The following figure shows the Taguchi Robust Design Component Editor.

To start the Taguchi Robust Design Component Editor, double-click the Taguchi Robust Design icon . When you have finished configuring the Taguchi Robust Design Component Editor, click OK to close the editor. For more information about inserting components and accessing component editors, see Working with Components in the Isight User’s Guide.

The Taguchi Robust Design Component Editor opens with the P-Diagram displayed. You use the P-Diagram tab to select execution options and the system type and to view a summary of the factors, responses, etc. that you selected while configuring the Taguchi Design Component. The P-Diagram tab shows the following information:

  • Execution Options. You can determine the options that you want the editor to take during execution.

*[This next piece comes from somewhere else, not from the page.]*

PR #71, opened 2020-07-07
Add new opera deploy cli command options

### LINKED ISSUE #46: Add `deploy -f <>` option
## Description
Opera saves the deployment process output and therefore it can resume deploy procedure which was not successful or it ended prematurely. In some cases the DevOps engineer would prefer to re-run everything from the start and not skipping successful Ansible script executions. The limits or potential problems of this procedure are described in NOTE section below.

  • Control Factors. The control factors represent design parameters under the designer’s control, which are fixed after design time (e.g., dimensions). The control array represents the combinations of values of each control factor to be executed as design points. The control array DOE technique and the number of experiment points appear in the Control Array Info area.

  • Noise Factors. The noise factors represent design parameters not under the designer’s control, varied to simulate/measure their effects on system variability (e.g., environment temperature). The noise array represents the combinations of values of each noise factor to be executed as system variation points. The noise array DOE technique and the number of experiment points appear in the Noise Array Info area.

  • Signal Factor and Number of Levels. The signal factor represents a parameter that you set when the product/process is being used (for example, thermostat setting, accelerator pedal position, etc.). A signal factor is defined only for dynamic systems. The number of levels for the signal factor is displayed when you select a signal factor. For information about levels, see Configuring the Factors.

  • Product/Process. You can choose Static System, Dynamic System, or Dynamic-Standardized System.

  • Responses. When the responses are selected and defined on the Responses tab, the information is added to the response block to complete the P-Diagram.

  • Total # Experiments. In most cases this number is equal to the number of control experiments multiplied by the number of noise experiments. For dynamic systems that include a signal factor, this number is equal to the number of control experiments multiplied by the number of noise experiments multiplied by the number of signal levels.